Rhinitis, Lymphoplasmacytic is a gradually progressive inflammatory nasal disease as a result of infiltration with lymphocytes and plasma cells. The cause is unknown. Clinical signs include sneezing, nasal discharge, nose bleed, pawing at the nose, head shaking, decreased appetite, or ocular discharge. Diagnostic testing includes bloodwork, viral blood testing, imaging of the nasal cavity and sinuses (x-ray, CT scan, or MRI), rhinoscopy with cytology and culture, or biopsy. Treatment includes mucolytic medication, low-dose steroid medication, and antimicrobial medication for secondary bacterial infections.

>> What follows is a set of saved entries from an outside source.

PR #509, opened 2024-05-21
Update security checks

Zeitsperre:
## Overview

* Added custom endpoints for security in `main.yml`
* Now using commit hashes for specifying action versions

## Additional Information

I think `raven` will be ready for release after this PR

### DIFF
--- a/.github/workflows/main.yml
+++ b/.github/workflows/main.yml
@@ -3,7 +3,7 @@ name: raven-wps Testing
 on:
   push:
     branches:
-      - master
+      - main
   pull_request:
 
 env:
@@ -14,6 +14,9 @@ concurrency:
   group: "${{ github.workflow }}-${{ github.ref }}"
   cancel-in-progress: ${{ github.ref != 'refs/heads/main' }}
 
+permissions:
+    contents: read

Veterinarian and assistant examine dogs’ health with a stethoscope, ensuring thorough checkups

Sinusitis/Sinus Disorders is mucosal inflammation of one or more of the sinuses as a result of infection, trauma, dental abscess, cancer, or unknown cause. Clinical signs include nasal discharge, sneezing, facial swelling or deformity, lethargy, sensitivity to head, and anorexia. Diagnostic testing often includes bloodwork, viral blood testing, skull x-rays, advanced imaging of skull (CT scan or MRI), rhinoscopy or trephination for cytology, culture, and/or biopsy. Therapy is directed at supportive care and treating the underlying cause.

Tracheal Avulsion is a disruption or tear in the trachea. Clinical signs include subcutaneous emphysema, difficulty or rapid breathing, or respiratory distress. The condition is diagnosed based on recent known trauma, physical exam, neck and chest x-rays, or tracheoscopy. Therapy involves supportive care, treating the underlying cause, or surgical repair of the defect.